DANGER: Department of Defense Signs Contract With Social Media Monitoring Company

(Reclaim The Net)—Fresh revelations regarding a $2.5 million contractual agreement between the Defense Information Systems Agency (DISA) at Fort George G. Meade and social media scrutinizer Dataminr have emerged. These claims, unveiled by a US government notice, imply a new era of digital monitoring rests on the horizon, increasingly unsettling in its reinforcement of sweeping surveillance, and potentially having implications on free speech and privacy protection.

Fort Meade, also known as the steering wheel of the US Government’s paramount signals intelligence organization, the National Security Agency, has seemingly struck a discreet deal to expand its espionage services.

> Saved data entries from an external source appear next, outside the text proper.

PR #235, opened 2022-05-02
Add missing required gcc-g++ package to Fedora build instructions.

tmiw:
Discovered that `gcc-g++` isn't installed on Fedora 36 when using `sudo yum groupinstall 'Development Tools'`. To be safe, I added a specific reference to that package in `README.md`.


tmiw:
@Tyrbiter, I thought that `gcc-g++` was already in that Yum group but I guess not. The current instructions work for me now but I'd appreciate a confirmation if you get a chance. 👍

Tyrbiter:
I have just had a look at this. I know what I have here, I hope that my setup is not broken although I don't think so as all the builds of freedv and related code (and indeed everything else) work reliably.

yum is quite old and has been superseded by dnf for quite a few Fedora releases, so the command should be:

'sudo dnf install' with the group and specific packages as shown previously but with one exception. There is no gcc-g++ package any more, if I try to install it I get:

Package gcc-c++-12.0.1-0.16.fc36.x86_64 is already installed.

So you need to change the gcc-g++ to gcc-c++ to be sure it will work now and in future.

I hope that is all that's needed.

tmiw:
> I have just had a look at this. I know what I have here, I hope that my setup is not broken although I don't think so as all the builds of freedv and related code (and indeed everything else) work reliably.
> 
> yum is quite old and has been superseded by dnf for quite a few Fedora releases, so the command should be:
> 
> 'sudo dnf install' with the group and specific packages as shown previously but with one exception. There is no gcc-g++ package any more, if I try to install it I get:
> 
> Package gcc-c++-12.0.1-0.16.fc36.x86_64 is already installed.
> 
> So you need to change the gcc-g++ to gcc-c++ to be sure it will work now and in future.
> 
> I hope that is all that's needed.

Thanks! I wasn't aware that `yum` is old/deprecated (I haven't used Fedora for much in quite a while, I typically use Debian-based distros). I just corrected `gcc-c++` in the README.

Anyway, I'll leave this for a day or two in case there's anything else glaringly missing before merging. 👍

PR #241, opened 2022-06-12
Add sox as a required package for Fedora.

tmiw:
While testing with Fedora Rawhide, I found that the compile would fail with the provided README instructions due to `sox` not being on the system. This PR adds it as a required dependency to avoid compiler errors.


tmiw:
@Tyrbiter, I *think* the instructions are fine now but confirmation would be good.

BTW should I remove the PortAudio instructions for Fedora given that it's basically pipewire only now?

Tyrbiter:
OK, I have looked at these changes and I can't see any problems with the overall instructions and necessary packages.

I build freedv using separate rpm builds for codec2 and lpcnet as set up by Richard Shaw KF5OIM, I have now added a Requires: entry for sox into the freedv.spec file I use. I will add a request to make this change in the Redhat bugzilla.

tmiw:
> OK, I have looked at these changes and I can't see any problems with the overall instructions and necessary packages.
> 
> I build freedv using separate rpm builds for codec2 and lpcnet as set up by Richard Shaw KF5OIM, I have now added a Requires: entry for sox into the freedv.spec file I use. I will add a request to make this change in the Redhat bugzilla.

Sounds good, thanks!

PR #243, opened 2022-06-14
60 meters should show as USB instead of LSB.

tmiw:
By request in #240, this change makes 60 meters show up as red in the status bar unless using USB.


Tyrbiter:
Built this change and have tested it, it is working as expected.

Thanks!

tmiw:
> Built this change and have tested it, it is working as expected.
> 
> Thanks!

No worries!

PR #256, opened 2022-07-09
Save rig names instead of rig IDs.

### LINKED ISSUE #253: Identity of connected radio missing
Could freedv-gui please add the identity or model of the connected radio in the main window please.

DISA, commodiously located at Fort Meade, is now purported to have voluminous exposure to public posts from assorted social media platforms, including X, formerly Twitter.

Dataminr is a company specializing in AI-driven real-time information discovery and is known for detecting, classifying, and determining the significance of public information in real time. It’s plausible that government entities, including the Department of Defense, may leverage services like Dataminr to monitor social media and other public data sources to maintain situational awareness and respond to emerging events or threats more rapidly.

When privacy buffs and free speech advocates look at governmental use of tools like Dataminr, it’s met with a hefty dose of suspicion, and rightfully so. The potential implications for personal freedom, civil rights, and the pillars of democracy are considerable. There’s this looming worry about the government, potentially with too loose a leash, exploiting these tools to spy on lawful activities and on people living their everyday lives with no criminal intentions.

The breadth and depth of data that can be scooped up – often slipping under individuals’ radars and without their green light – are considered intrusive, lighting up alarm bells about losing the privilege of anonymity on the web. The knowledge that one’s online whispers and digital footprints might be under the watchful eye can put a damper on free speech. It can make people think twice before voicing opinions that swim against the current or stir the pot.